Saved entries:
|---|

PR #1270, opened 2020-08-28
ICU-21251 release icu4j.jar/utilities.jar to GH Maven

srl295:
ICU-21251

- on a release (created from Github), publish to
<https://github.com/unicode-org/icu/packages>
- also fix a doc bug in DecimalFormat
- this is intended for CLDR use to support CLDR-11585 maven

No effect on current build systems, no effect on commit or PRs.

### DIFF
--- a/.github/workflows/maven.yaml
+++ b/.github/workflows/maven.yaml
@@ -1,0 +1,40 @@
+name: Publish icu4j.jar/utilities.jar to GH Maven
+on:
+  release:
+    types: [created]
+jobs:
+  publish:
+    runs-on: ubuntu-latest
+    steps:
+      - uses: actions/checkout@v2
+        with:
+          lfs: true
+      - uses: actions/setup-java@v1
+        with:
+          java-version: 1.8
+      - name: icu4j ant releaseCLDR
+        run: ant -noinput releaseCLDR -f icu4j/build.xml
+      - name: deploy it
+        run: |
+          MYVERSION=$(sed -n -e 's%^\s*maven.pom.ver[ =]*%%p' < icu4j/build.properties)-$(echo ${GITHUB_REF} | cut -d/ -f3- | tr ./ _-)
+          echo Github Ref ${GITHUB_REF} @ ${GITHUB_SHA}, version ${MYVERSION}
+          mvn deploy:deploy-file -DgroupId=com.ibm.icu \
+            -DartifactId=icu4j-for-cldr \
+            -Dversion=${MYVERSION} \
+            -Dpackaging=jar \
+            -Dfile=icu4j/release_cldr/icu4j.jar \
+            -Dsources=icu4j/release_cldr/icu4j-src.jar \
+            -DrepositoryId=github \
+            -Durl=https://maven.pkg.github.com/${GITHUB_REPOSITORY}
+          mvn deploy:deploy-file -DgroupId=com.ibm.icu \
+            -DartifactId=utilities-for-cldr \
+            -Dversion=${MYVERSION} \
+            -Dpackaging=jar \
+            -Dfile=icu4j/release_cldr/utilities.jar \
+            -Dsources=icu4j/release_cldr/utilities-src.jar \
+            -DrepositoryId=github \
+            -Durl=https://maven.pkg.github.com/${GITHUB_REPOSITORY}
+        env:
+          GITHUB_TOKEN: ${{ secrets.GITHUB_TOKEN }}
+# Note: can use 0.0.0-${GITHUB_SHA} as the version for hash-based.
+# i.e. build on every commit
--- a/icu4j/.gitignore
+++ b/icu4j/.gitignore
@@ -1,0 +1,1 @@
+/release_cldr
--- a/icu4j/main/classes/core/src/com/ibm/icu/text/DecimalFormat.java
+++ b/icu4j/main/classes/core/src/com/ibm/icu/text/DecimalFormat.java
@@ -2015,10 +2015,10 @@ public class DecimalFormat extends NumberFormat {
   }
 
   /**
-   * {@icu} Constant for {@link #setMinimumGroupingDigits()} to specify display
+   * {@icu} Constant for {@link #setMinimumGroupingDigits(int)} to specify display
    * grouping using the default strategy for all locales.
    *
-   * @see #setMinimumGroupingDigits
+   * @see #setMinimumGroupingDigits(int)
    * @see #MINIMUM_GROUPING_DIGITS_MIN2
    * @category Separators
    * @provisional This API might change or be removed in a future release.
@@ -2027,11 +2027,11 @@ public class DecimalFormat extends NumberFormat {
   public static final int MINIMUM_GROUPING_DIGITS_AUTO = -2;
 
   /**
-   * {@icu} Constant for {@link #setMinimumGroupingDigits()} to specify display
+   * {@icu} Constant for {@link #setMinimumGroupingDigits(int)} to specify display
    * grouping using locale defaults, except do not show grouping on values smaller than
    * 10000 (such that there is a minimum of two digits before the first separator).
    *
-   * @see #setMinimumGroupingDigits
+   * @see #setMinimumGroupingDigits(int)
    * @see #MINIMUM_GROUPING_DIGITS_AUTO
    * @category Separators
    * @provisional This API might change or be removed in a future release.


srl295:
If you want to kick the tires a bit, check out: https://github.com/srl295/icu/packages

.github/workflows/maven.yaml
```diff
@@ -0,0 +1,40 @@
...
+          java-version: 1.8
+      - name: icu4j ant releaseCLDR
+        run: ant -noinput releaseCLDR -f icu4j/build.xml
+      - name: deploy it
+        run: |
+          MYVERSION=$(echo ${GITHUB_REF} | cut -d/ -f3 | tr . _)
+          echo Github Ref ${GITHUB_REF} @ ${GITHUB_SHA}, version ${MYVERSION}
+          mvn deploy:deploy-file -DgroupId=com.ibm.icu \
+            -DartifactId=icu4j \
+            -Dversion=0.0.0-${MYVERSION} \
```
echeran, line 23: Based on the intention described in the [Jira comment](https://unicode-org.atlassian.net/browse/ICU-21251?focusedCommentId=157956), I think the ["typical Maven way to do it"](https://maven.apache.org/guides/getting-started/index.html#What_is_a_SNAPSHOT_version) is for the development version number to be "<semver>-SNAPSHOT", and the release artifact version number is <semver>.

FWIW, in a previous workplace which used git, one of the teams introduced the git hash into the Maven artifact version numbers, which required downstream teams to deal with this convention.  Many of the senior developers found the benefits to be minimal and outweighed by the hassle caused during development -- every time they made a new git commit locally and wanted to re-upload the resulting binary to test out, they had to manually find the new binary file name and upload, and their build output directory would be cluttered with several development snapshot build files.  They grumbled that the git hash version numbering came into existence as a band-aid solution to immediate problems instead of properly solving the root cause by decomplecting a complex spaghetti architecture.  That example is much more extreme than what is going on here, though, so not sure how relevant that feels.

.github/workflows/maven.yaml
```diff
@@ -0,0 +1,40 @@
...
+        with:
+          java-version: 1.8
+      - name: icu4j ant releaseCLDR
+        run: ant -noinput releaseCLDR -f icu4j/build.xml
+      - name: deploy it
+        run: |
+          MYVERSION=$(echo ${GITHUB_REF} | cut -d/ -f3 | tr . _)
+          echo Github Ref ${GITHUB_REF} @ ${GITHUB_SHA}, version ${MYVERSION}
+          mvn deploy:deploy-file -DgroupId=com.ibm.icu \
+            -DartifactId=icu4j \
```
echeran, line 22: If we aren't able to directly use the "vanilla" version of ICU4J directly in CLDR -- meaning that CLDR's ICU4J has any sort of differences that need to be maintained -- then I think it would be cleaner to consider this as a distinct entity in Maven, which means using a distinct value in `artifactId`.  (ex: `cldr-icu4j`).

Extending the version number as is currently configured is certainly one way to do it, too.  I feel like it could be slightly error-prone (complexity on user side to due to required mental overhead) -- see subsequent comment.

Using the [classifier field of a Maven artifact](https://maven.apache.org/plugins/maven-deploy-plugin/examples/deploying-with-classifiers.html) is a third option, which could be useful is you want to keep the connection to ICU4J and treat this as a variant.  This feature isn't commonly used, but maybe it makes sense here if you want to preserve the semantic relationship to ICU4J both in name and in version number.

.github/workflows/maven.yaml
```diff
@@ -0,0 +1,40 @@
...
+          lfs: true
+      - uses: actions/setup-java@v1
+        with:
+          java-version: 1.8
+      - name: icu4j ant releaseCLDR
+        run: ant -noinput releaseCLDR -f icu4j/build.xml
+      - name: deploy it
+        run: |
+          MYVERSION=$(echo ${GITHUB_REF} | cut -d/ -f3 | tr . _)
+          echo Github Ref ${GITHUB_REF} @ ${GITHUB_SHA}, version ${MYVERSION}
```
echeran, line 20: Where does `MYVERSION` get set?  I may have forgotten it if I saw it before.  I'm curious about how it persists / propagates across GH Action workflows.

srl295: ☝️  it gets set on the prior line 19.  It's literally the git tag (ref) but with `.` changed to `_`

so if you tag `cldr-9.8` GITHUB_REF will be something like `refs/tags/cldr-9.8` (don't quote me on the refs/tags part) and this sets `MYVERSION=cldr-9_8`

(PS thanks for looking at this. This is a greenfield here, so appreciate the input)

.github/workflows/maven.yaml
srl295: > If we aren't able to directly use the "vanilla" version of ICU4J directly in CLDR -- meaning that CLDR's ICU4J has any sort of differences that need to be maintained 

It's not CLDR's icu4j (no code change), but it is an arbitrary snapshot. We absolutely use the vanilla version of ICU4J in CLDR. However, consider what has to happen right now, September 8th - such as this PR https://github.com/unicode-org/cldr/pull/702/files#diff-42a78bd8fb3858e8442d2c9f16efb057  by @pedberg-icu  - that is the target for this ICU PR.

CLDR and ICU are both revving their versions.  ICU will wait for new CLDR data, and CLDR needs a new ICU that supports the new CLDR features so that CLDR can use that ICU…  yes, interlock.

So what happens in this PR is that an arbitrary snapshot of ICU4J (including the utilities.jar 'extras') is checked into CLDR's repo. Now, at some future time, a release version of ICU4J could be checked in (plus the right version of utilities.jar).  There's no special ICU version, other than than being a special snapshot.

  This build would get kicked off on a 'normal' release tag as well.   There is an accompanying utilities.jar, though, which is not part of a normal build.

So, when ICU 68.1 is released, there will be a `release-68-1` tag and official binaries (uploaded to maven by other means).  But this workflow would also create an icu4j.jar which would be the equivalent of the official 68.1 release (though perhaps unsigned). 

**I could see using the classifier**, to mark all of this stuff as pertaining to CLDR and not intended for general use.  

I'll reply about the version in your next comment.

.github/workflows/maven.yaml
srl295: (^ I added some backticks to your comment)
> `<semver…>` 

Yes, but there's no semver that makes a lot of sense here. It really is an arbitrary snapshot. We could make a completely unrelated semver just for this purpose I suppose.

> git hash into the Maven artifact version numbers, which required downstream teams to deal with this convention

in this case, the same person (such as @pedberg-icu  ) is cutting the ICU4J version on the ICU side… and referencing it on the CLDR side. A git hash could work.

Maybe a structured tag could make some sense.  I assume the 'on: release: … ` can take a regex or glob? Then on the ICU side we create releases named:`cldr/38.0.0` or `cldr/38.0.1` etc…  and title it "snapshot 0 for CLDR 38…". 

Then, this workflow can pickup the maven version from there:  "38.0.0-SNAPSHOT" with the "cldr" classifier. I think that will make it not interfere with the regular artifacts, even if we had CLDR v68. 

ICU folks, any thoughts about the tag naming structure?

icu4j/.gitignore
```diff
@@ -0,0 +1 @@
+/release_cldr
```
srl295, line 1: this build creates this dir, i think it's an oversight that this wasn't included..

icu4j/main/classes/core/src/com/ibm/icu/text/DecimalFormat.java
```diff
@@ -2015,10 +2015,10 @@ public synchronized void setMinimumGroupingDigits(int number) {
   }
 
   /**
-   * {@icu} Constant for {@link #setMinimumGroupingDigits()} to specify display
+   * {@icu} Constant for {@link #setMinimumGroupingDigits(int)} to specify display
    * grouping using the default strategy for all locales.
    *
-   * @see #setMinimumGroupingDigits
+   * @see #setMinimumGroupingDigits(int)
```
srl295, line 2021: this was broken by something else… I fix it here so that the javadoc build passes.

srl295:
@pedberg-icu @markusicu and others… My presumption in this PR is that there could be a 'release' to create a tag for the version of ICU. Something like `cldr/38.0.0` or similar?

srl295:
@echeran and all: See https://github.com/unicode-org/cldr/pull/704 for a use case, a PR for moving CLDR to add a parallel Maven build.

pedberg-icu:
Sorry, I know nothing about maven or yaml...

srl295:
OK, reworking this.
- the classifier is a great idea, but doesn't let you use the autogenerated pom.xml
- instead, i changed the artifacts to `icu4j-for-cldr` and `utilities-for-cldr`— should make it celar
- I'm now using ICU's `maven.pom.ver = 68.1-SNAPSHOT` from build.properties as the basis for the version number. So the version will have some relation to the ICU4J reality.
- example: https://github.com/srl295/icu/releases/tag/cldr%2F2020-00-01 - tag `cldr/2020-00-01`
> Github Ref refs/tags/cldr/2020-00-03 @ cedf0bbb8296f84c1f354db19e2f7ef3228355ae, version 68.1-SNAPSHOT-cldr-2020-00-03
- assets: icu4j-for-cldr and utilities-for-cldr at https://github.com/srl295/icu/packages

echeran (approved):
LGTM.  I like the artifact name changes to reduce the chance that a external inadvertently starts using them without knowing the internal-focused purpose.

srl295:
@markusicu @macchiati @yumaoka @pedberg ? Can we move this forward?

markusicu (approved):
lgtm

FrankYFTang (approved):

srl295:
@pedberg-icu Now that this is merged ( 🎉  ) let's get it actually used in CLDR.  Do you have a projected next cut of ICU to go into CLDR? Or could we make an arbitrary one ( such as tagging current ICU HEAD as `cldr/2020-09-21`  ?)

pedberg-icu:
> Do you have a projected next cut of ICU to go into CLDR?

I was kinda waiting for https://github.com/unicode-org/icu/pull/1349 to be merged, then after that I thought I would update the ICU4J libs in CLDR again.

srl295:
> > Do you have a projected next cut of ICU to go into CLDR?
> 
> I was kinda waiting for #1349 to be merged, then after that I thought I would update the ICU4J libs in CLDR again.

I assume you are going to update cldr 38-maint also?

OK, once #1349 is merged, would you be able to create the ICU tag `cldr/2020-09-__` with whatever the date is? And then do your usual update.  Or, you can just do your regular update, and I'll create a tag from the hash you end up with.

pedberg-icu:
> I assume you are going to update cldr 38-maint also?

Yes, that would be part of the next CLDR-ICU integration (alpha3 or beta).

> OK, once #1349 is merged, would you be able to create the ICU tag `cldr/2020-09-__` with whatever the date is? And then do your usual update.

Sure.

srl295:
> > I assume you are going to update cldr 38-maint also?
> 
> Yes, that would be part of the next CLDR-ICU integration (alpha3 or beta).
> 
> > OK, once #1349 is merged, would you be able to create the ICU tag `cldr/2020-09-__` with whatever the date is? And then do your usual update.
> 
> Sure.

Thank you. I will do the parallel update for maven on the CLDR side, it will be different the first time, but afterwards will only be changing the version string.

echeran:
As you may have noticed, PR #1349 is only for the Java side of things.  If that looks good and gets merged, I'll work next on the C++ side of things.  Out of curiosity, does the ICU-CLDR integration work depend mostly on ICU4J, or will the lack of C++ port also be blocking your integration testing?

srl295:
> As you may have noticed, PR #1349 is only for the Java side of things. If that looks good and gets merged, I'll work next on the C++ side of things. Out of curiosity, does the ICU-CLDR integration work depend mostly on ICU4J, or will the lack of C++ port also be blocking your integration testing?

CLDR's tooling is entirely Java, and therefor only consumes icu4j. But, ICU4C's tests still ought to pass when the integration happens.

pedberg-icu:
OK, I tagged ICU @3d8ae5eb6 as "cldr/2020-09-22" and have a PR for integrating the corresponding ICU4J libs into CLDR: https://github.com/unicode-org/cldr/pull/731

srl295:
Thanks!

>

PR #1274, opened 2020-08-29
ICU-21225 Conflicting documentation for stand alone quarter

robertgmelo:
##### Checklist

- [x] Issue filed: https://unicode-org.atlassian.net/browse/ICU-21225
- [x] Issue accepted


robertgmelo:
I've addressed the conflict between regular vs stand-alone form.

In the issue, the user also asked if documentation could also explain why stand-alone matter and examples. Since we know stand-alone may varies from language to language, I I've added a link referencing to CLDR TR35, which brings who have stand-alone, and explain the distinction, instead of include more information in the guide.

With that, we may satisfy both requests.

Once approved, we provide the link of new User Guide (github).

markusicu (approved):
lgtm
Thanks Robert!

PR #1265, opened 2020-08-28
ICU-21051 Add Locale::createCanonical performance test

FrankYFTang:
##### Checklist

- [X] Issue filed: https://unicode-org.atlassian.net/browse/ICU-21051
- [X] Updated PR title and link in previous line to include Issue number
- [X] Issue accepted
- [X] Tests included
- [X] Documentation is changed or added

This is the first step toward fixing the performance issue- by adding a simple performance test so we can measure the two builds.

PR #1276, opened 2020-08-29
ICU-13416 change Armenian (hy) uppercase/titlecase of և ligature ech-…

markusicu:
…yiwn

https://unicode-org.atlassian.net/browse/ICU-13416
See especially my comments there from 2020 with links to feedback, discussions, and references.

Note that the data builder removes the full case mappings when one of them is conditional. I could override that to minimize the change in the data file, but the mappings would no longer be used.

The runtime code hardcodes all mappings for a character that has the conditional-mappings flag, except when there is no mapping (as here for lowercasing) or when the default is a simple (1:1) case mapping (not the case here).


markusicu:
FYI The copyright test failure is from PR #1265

|---|

» **THE PROBLEM**:
Copy out the lines above exactly, beginning at the one that contains "Issue filed: https://unicode-org.atlassian.net/browse/ICU-21051" and ending at the one that contains "- [X] Documentation is changed or added".

» **EXERCISE RESPONSE**:
- [X] Issue filed: https://unicode-org.atlassian.net/browse/ICU-21051
- [X] Updated PR title and link in previous line to include Issue number
- [X] Issue accepted
- [X] Tests included
- [X] Documentation is changed or added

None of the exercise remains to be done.